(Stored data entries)
Issue #1556, opened 2019-05-07
PlotlyJSONEncoder doesn't work with simplejson installed


jayvdb:
Similar to past issues (https://github.com/plotly/plotly.py/issues/415), installation of simplejson breaks plotly.py.

Example failure:
```py
======================================================================
ERROR: test_default_plot_generates_expected_html (test_offline.PlotlyOfflineTestCase)
----------------------------------------------------------------------
Traceback (most recent call last):
  File "/home/abuild/rpmbuild/BUILD/plotly.py-3.9.0/plotly/tests/test_core/test_offline/test_offline.py", line 92, in test_default_plot_generates_expected_html
    cls=plotly.utils.PlotlyJSONEncoder)
  File "/usr/lib64/python2.7/site-packages/simplejson/__init__.py", line 419, in dumps
    **kw).encode(obj)
TypeError: __init__() got an unexpected keyword argument 'iterable_as_array'
```

The build environment can be seen at https://build.opensuse.org/package/show/home:jayvdb:py-wheels/python-plotly

jonmmease:
Thanks for the report @jayvdb,

Looks like the problem is that we use this snippet in various places in the codebase

```python
from requests.compat import json as _json
```

Which, in turn, calls
```python
try:
    import simplejson as json
except ImportError:
    import json
```

This was done in https://github.com/plotly/plotly.py/commit/66349716fa9f3106eebcf0d0b3d61791a129bd06 in 2016.  I believe at the time this was done as a way to support Python < 2.6.  Plotly.py no longer supports Python < 2.7 so I think we should just remove this compatibility logic and always use the built-in `json` module.

jayvdb:
Bingo that solved the errors in my builds.  Submitted a PR.

PR #1561, opened 2019-05-10
Replace requests.compat.json with real json

jayvdb:
requests.compat.json may use simplejson, which is incompatible
with plotly.py usage of json.

Fixes https://github.com/plotly/plotly.py/issues/1556


jonmmease:
Thanks a lot @jayvdb, we'll pull this into the next release.

jonmmease:
Looks good. Thanks agaikn @jayvdb

PR #1574, opened 2019-05-23
Treat 'coloraxis1' as 'coloraxis'

jonmmease:
Small fix to be able to treat 'coloraxis1' as 'coloraxis' in coloraxis subplot validator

_What you have to do_
Scan the records for the word "opened" and copy every line where it is found.

_Task output_
Issue #1556, opened 2019-05-07
PR #1561, opened 2019-05-10
PR #1574, opened 2019-05-23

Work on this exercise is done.